WHAT THIS TASK INVOLVES =>
Below this line is the material. Write out only its lines from the one containing "-m pytest tests/test_mcp_server.py" through the one containing "2. Self-repair rebuilds", both kept, exactly.

EXERCISE MATERIALS =>
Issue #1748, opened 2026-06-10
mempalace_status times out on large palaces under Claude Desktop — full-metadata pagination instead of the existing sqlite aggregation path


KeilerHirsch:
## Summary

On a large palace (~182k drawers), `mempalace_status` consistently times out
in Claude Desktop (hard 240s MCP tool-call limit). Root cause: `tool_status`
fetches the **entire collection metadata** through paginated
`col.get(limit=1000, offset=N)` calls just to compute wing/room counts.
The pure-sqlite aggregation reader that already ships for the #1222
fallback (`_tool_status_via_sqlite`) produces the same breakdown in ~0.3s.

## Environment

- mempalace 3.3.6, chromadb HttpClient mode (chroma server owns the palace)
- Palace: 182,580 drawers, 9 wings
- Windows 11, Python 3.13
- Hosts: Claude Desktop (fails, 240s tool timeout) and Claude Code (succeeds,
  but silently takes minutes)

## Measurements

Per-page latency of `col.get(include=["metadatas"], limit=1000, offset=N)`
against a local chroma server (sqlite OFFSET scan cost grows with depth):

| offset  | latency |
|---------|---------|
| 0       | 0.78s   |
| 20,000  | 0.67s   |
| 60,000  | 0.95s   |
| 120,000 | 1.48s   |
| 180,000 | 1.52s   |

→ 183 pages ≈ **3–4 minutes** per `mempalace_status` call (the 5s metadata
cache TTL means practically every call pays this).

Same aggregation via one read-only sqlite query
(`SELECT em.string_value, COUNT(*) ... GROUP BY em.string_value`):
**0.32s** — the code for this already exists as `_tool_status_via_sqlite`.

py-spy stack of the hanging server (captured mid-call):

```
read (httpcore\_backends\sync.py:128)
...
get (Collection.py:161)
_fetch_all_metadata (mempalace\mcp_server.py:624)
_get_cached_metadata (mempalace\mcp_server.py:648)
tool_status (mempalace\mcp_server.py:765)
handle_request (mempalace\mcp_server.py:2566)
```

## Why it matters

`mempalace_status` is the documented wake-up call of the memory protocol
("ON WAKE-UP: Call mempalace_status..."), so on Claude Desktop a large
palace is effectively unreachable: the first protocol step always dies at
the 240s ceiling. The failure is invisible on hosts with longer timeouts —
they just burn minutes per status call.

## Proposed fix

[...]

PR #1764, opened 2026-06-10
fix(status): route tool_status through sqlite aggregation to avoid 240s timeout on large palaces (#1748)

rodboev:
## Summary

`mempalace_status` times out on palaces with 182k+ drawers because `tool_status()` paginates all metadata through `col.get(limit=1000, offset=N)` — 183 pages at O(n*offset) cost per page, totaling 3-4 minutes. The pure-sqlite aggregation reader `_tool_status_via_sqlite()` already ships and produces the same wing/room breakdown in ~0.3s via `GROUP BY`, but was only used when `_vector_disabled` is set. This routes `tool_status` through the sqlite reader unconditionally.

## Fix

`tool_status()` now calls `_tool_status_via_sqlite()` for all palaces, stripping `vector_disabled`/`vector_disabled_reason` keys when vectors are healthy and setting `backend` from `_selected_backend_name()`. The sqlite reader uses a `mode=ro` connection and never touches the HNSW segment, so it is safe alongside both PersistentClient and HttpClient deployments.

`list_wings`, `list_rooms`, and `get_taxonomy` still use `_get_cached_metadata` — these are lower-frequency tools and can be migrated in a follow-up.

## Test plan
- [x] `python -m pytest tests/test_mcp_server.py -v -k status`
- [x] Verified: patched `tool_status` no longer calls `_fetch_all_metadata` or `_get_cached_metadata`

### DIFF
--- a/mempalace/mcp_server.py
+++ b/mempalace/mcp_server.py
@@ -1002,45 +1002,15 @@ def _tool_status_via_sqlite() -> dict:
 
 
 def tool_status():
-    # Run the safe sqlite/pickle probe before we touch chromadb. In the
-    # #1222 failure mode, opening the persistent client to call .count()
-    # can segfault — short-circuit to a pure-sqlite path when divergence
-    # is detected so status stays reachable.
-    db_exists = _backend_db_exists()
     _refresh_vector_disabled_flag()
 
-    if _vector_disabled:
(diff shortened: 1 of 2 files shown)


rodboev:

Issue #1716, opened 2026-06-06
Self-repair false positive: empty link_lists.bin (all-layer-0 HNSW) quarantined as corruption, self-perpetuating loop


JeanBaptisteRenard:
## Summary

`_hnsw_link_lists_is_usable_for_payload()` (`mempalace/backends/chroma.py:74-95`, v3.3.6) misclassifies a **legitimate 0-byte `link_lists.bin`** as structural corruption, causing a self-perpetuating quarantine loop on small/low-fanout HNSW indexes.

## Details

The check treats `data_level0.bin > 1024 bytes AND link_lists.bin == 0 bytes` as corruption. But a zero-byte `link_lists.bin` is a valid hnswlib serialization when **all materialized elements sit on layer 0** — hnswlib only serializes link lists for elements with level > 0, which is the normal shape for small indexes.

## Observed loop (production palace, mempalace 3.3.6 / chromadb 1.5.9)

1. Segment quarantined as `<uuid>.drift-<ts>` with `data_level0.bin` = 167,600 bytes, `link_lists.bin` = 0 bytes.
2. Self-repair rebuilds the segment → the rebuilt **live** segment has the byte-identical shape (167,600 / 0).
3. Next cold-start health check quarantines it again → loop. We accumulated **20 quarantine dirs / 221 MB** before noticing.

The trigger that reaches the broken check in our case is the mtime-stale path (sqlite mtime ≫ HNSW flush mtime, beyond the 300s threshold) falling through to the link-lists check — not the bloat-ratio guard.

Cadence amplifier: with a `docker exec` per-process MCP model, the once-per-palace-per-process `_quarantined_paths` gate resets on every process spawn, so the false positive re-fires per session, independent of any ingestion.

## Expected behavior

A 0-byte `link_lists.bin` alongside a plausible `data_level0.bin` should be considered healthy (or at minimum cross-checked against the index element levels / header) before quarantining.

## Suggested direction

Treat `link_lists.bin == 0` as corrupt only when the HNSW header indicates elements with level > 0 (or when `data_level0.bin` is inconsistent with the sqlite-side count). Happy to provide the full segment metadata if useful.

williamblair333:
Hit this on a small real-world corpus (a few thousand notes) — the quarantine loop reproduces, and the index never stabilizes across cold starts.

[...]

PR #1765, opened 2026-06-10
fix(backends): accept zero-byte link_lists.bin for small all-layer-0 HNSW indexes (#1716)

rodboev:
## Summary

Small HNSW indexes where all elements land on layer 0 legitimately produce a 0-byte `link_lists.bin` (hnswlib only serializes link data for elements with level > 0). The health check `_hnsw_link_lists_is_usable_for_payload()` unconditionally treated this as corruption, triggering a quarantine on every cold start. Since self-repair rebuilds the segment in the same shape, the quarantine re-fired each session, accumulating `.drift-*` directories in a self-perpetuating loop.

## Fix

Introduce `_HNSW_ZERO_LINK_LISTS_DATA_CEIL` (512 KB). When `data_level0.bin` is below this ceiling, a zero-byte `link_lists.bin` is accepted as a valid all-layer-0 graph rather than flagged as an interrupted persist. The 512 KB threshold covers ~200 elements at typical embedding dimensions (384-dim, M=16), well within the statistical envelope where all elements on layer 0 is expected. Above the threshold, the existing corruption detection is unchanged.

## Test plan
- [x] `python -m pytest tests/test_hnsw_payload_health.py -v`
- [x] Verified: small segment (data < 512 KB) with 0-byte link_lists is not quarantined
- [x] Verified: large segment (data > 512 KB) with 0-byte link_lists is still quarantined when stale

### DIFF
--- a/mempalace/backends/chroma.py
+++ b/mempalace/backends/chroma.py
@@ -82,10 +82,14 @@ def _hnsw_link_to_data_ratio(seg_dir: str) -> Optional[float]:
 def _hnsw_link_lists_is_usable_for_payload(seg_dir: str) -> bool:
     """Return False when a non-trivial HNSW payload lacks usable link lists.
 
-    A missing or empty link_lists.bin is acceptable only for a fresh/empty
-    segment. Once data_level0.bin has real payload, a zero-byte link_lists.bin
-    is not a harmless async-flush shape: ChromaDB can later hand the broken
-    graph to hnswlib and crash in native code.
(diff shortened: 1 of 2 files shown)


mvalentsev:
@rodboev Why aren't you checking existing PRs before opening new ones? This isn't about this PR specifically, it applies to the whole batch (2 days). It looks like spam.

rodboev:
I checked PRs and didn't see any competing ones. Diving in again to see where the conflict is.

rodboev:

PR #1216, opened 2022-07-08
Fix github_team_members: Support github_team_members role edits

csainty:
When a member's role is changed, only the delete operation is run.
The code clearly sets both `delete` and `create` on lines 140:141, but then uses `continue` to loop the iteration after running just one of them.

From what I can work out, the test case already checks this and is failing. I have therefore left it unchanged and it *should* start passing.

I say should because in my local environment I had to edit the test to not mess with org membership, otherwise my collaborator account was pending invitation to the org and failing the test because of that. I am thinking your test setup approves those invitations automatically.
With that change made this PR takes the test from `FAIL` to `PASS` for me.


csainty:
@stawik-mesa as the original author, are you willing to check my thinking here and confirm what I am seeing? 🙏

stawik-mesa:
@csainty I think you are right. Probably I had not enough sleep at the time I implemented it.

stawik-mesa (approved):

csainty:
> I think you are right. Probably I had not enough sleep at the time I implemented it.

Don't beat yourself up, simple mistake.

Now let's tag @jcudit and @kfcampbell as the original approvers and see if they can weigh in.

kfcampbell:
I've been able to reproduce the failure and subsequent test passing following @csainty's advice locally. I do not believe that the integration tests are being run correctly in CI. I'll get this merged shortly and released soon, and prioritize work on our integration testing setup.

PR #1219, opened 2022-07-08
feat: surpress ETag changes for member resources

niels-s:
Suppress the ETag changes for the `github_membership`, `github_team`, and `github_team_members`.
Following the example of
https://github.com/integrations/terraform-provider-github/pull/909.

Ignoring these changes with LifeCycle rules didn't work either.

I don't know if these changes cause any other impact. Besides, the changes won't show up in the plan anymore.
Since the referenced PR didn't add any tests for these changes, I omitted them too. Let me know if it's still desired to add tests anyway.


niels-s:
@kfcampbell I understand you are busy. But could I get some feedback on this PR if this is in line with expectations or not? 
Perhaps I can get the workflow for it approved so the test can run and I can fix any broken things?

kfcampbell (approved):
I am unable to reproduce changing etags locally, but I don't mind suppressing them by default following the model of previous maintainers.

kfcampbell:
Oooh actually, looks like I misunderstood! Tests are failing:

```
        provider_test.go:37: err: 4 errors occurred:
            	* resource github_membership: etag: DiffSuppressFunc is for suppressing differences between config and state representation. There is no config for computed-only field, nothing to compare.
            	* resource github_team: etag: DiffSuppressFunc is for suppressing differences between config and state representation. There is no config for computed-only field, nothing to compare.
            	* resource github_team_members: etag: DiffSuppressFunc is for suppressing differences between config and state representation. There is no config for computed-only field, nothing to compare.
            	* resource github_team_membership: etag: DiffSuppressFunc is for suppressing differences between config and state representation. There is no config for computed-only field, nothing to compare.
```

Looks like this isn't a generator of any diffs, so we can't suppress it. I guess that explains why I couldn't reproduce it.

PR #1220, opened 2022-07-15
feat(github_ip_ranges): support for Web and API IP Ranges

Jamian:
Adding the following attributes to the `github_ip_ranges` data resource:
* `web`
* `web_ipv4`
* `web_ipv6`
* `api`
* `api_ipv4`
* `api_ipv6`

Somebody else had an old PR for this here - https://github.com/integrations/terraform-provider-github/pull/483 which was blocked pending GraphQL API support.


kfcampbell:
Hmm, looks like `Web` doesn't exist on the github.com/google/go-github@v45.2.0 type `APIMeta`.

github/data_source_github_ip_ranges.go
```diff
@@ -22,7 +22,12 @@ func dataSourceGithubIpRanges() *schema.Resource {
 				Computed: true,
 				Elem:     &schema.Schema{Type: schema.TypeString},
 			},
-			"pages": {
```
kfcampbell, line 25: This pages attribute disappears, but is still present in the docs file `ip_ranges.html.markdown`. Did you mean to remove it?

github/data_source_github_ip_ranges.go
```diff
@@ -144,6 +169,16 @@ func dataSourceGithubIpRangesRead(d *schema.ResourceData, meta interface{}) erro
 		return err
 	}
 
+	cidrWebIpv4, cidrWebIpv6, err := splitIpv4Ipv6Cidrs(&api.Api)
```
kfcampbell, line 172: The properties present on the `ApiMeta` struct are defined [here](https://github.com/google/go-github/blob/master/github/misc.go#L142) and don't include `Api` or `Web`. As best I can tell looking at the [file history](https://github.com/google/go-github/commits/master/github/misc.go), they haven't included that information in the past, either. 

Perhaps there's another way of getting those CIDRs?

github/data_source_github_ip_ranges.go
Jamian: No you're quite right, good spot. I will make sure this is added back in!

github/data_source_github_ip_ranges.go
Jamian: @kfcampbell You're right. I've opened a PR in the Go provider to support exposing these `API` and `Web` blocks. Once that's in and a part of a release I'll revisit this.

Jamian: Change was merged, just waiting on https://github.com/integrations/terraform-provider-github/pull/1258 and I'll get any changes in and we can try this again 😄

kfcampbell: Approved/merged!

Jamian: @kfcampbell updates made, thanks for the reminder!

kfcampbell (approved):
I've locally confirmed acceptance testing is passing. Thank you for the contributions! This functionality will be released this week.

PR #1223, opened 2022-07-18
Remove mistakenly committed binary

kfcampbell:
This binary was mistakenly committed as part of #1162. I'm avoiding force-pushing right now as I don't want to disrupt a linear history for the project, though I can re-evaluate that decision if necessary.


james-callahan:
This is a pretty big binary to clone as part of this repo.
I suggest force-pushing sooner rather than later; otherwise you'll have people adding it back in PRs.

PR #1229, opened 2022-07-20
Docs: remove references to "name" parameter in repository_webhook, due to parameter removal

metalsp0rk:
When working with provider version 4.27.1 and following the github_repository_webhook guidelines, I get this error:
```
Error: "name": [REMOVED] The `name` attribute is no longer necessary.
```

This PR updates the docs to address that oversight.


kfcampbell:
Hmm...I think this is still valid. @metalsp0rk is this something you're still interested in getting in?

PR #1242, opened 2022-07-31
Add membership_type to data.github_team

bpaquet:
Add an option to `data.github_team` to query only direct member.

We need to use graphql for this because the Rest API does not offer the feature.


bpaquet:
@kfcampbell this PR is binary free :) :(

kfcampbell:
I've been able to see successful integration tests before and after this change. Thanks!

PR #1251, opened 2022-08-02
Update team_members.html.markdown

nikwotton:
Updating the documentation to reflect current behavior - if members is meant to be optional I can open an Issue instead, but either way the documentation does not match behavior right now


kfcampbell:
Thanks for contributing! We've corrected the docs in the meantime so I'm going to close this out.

TASK RESPONSE =>
- [x] `python -m pytest tests/test_mcp_server.py -v -k status`
- [x] Verified: patched `tool_status` no longer calls `_fetch_all_metadata` or `_get_cached_metadata`

### DIFF
--- a/mempalace/mcp_server.py
+++ b/mempalace/mcp_server.py
@@ -1002,45 +1002,15 @@ def _tool_status_via_sqlite() -> dict:
 
 
 def tool_status():
-    # Run the safe sqlite/pickle probe before we touch chromadb. In the
-    # #1222 failure mode, opening the persistent client to call .count()
-    # can segfault — short-circuit to a pure-sqlite path when divergence
-    # is detected so status stays reachable.
-    db_exists = _backend_db_exists()
     _refresh_vector_disabled_flag()
 
-    if _vector_disabled:
(diff shortened: 1 of 2 files shown)


rodboev:

Issue #1716, opened 2026-06-06
Self-repair false positive: empty link_lists.bin (all-layer-0 HNSW) quarantined as corruption, self-perpetuating loop


JeanBaptisteRenard:
## Summary

`_hnsw_link_lists_is_usable_for_payload()` (`mempalace/backends/chroma.py:74-95`, v3.3.6) misclassifies a **legitimate 0-byte `link_lists.bin`** as structural corruption, causing a self-perpetuating quarantine loop on small/low-fanout HNSW indexes.

## Details

The check treats `data_level0.bin > 1024 bytes AND link_lists.bin == 0 bytes` as corruption. But a zero-byte `link_lists.bin` is a valid hnswlib serialization when **all materialized elements sit on layer 0** — hnswlib only serializes link lists for elements with level > 0, which is the normal shape for small indexes.

## Observed loop (production palace, mempalace 3.3.6 / chromadb 1.5.9)

1. Segment quarantined as `<uuid>.drift-<ts>` with `data_level0.bin` = 167,600 bytes, `link_lists.bin` = 0 bytes.
2. Self-repair rebuilds the segment → the rebuilt **live** segment has the byte-identical shape (167,600 / 0).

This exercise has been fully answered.